Reference-to-Video Models
• vidu/reference-to-video-q2 Supports multiple distinct objects or characters interacting within a single video, enabling complex, reference-guided scene compositions.
• vidu/reference-to-video-q1 An upgraded reference-based generator with sharper details and more faithful style and identity transfer. Reduces drift and artifacts, especially in close-ups and longer shots.
• vidu/reference-to-video-2.0 Creates videos guided by a reference image, ensuring accurate character likeness, stable style control, and consistent wardrobe and appearance across frames.
Start-End Frame Video Models
• vidu/q2-pro/start-end-to-video-fast Professional-grade start-end interpolation at turbo speed. Combines Q2-Pro's reinforced temporal coherence with drastically reduced generation time for rapid production workflows.
• vidu/start-end-to-video-q2-pro A professional-grade model focused on reinforced temporal coherence and precise motion control. Generates stable intermediate frames while closely aligning with user-specified start and end constraints.
• vidu/start-end-to-video-q2-turbo A high-speed variant optimized for rapid iteration and preview. Preserves core coherence and subject integrity while significantly reducing generation latency.
• vidu/start-end-to-video-q1 Enhances narrative continuity and motion smoothness, producing more natural easing between poses, camera positions, and scene states.

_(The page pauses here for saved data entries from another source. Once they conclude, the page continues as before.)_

PR #193, opened 2026-04-13
Export Fmt from PP and add class for pretty printing lab parameter

kquick:
The recently added explicit export controls for the LLVM pretty printer excluded the `Fmt` definition which is needed externally by some projects.

This also adds a `LabelPrinter` class which allows client code to keep the `lab` type parameter as a type variable yet still invoke the pretty printing.

### DIFF
--- a/src/Text/LLVM/PP.hs
+++ b/src/Text/LLVM/PP.hs
@@ -57,7 +57,7 @@ module Text.LLVM.PP
   , ppFunAttr
   , ppLabelDef
   , ppLabel
-  , LabelPrinter(labelPrinter)
+  , PrettyLabel(ppLabel')
   , ppBasicBlock
   , ppStmt
   , ppAttachedMetadata
@@ -629,31 +629,32 @@ ppBasicBlock bb = ppMaybe ppLabelDef (bbLabel bb)
               $+$ nest 2 (vcat (map ppStmt (bbStmts bb)))
 
 
--- | Most of the pretty printing functions in this module are written for the
--- parameterized label data form and thus take a Fmt argument for handling the
--- parameterized label type.
+-- | Most of the pretty printing functions (based on 'Pretty') in this module are
+-- written for the parameterized label data form and thus take a 'Fmt' argument
+-- for handling the parameterized label type.
 --
--- When the parameterized label type is known to be 'BlockLabel', then ppLabel
+-- When the parameterized label type is known to be 'BlockLabel', then 'ppLabel'
 -- can be passed as this first argument to those pretty printing functions.
 --
 -- When the parameterized label type is not known (e.g. when implementing other
--- libraries that utilize llvm-pretty), the library may need to invoke the pretty
--- printer without passing an explicit label printer, and can instead use the
--- following class as a constraint for an instance that will be resolved later.
+-- libraries that utilize @llvm-pretty@), the library may need to invoke the
+-- pretty printer without passing an explicit label printer, and can instead use
+-- the following class as a constraint for an instance that will be resolved
+-- later.
 --
 -- For example:
 --
 -- > data Something lab = Something { ..., val :: Value' lab, ... }
 -- >
--- > instance LabelPrinter lab => Pretty Something where
--- >   pretty s = .... <> ppValue' astLabelPrinter <>
+-- > instance PrettyLabel lab => Pretty Something where
+-- >   pretty s = .... <> ppValue' ppLabel' <>
 --
 
-class LabelPrinter lab where
-  labelPrinter :: Fmt lab
+class PrettyLabel lab where
+  ppLabel' :: Fmt lab
 
-instance LabelPrinter BlockLabel where
-  labelPrinter = ppLabel
+instance PrettyLabel BlockLabel where
+  ppLabel' = ppLabel
 
 
 -- Statements ------------------------------------------------------------------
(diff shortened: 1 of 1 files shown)


src/Text/LLVM/PP.hs
```diff
@@ -627,6 +629,33 @@ ppBasicBlock bb = ppMaybe ppLabelDef (bbLabel bb)
...
+-- For example:
+--
+-- > data Something lab = Something { ..., val :: Value' lab, ... }
+-- >
+-- > instance LabelPrinter lab => Pretty Something where
+-- >   pretty s = .... <> ppValue' astLabelPrinter <>
+--
+
+class LabelPrinter lab where
+  labelPrinter :: Fmt lab
```
RyanGlScott: I think the Haddocks should reference the [`Pretty`](https://hackage.haskell.org/package/pretty-1.1.3.6/docs/Text-PrettyPrint-Annotated-HughesPJClass.html#t:Pretty) class somewhere. `LabelPrinter` is very nearly the same class, except that this class constrains its method with a `(?config :: Config`) constraint.

src/Text/LLVM/PP.hs
```diff
@@ -627,6 +629,33 @@ ppBasicBlock bb = ppMaybe ppLabelDef (bbLabel bb)
...
+-- libraries that utilize llvm-pretty), the library may need to invoke the pretty
+-- printer without passing an explicit label printer, and can instead use the
+-- following class as a constraint for an instance that will be resolved later.
+--
+-- For example:
+--
+-- > data Something lab = Something { ..., val :: Value' lab, ... }
+-- >
+-- > instance LabelPrinter lab => Pretty Something where
+-- >   pretty s = .... <> ppValue' astLabelPrinter <>
```
RyanGlScott: What is `astLabelPrinter`?

src/Text/LLVM/PP.hs
RyanGlScott: The naming convention used here deviates somewhat from the rest of this module: nearly all other pretty-printing functions start with `pp*`, but `labelPrinter` does not. Should it?

Relatedly, I wonder if this class should be called something like `PrettyLabel` to more clearly emphasize that it's used for pretty-printing.

src/Text/LLVM/PP.hs
```diff
@@ -627,6 +629,33 @@ ppBasicBlock bb = ppMaybe ppLabelDef (bbLabel bb)
...
 
+-- | Most of the pretty printing functions in this module are written for the
+-- parameterized label data form and thus take a Fmt argument for handling the
+-- parameterized label type.
+--
+-- When the parameterized label type is known to be 'BlockLabel', then ppLabel
+-- can be passed as this first argument to those pretty printing functions.
+--
+-- When the parameterized label type is not known (e.g. when implementing other
+-- libraries that utilize llvm-pretty), the library may need to invoke the pretty
```
RyanGlScott: Haddock nits:


```suggestion
-- parameterized label data form and thus take a 'Fmt' argument for handling the
-- parameterized label type.
--
-- When the parameterized label type is known to be 'BlockLabel', then 'ppLabel'
-- can be passed as this first argument to those pretty printing functions.
--
-- When the parameterized label type is not known (e.g. when implementing other
-- libraries that utilize @llvm-pretty@), the library may need to invoke the pretty
```

RyanGlScott (commented):
There are two parts to this commit:

1. Exporting `Fmt`.
2. Adding the `LabelPrinter` class.

(1) is entirely straightforward. I have some more questions about (2), however.

src/Text/LLVM/PP.hs
kquick: Ok...  Given that this whole module is about the `Pretty` implementation and the `Pretty` class is referenced in the example in these same Haddocks, I'm not sure I understand what you think is missing here; I've added a mention but let me know if your concern still isn't addressed.

I will say that this class is one of those where you won't need it until you do, and then you find it and it'll be "aha, that's exactly what I need".

kquick: Renamed to conform more closely with conventions here and in AST.hs.

src/Text/LLVM/PP.hs
kquick: Thanks.  Fixed.

src/Text/LLVM/PP.hs
RyanGlScott: Thanks. It's a bit of a shame that the name `ppLabel` is already taken, as that would have been perfect for this class method. (Alas, `ppLabel` is already taken for the function that pretty-prints `BlockLabel`s, and it's probably not worth a deprecation cycle at this point.)

RyanGlScott: In my mind, the code for implementing pretty-printing (i.e., all of the monomorphic `pp*` functions) is distinct from the type classes to provide ad hoc polymorphism for pretty-printing (i.e., the `Pretty` and `PrettyLabel` classes). As such, I find the sentence "Most of the pretty printing functions (based on `Pretty`) in this module [...]" to be a bit confusing, since the two types of code serve different purposes.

• vidu/start-end-to-video-2.0 Synthesizes smooth motion between user-defined start and end frames while respecting overall scene geometry and layout. Ideal for transitions, reveals, and structured motion design.
• vidu/start-end-to-video A compact baseline model for simple start–end interpolation and quick previews. Suitable for basic transitions, animatics, and fast storyboard development.
Image Models
• vidu/text-to-image-q2 High-resolution cinematic text-to-image model for generating polished hero shots, thumbnails, and key visuals directly from prompts.
• vidu/reference-to-image-q2 Reference-guided image generator that uses up to seven input images plus a prompt to create new, high-res shots that preserve subject identity and composition.
Special Models
• vidu/one-click-v2/mv Vidu One-Click V2 MV transforms images and audio into videos with camera movements and subtitle support. Create professional video content with dynamic shots and text overlays in one click.
• vidu/template/halloween A themed template model for stylized seasonal video content. Apply pre-designed creative templates to quickly generate themed videos with minimal effort.